Task statement:
Exactly the lines from the top of the records below through the one containing "per TC discussion, blocking" must be set down, with no line added or dropped.

Dataset records:
PR #375, opened 2025-05-15
clarify nomination process for Technical Committee members

bjohansebas:
Just a small rewording to make it clear that only TC members can nominate others to become TC members

> [!IMPORTANT]
> If this is approved by the TC, an issue must be opened in the CPC for their approval as well, since it is a change to the CHARTER


UlisesGascon (approved):

ctcpip (changes requested):
per TC discussion, blocking for now as we work through how best to deal with this

wesleytodd (changes requested):
As discussed:

1. We should handle these nominations in a consistent way across all roles
2. Nominations should be done in private, suggest reaching out in slack or email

Answer section:
PR #375, opened 2025-05-15
clarify nomination process for Technical Committee members

bjohansebas:
Just a small rewording to make it clear that only TC members can nominate others to become TC members

> [!IMPORTANT]
> If this is approved by the TC, an issue must be opened in the CPC for their approval as well, since it is a change to the CHARTER


UlisesGascon (approved):

ctcpip (changes requested):
per TC discussion, blocking for now as we work through how best to deal with this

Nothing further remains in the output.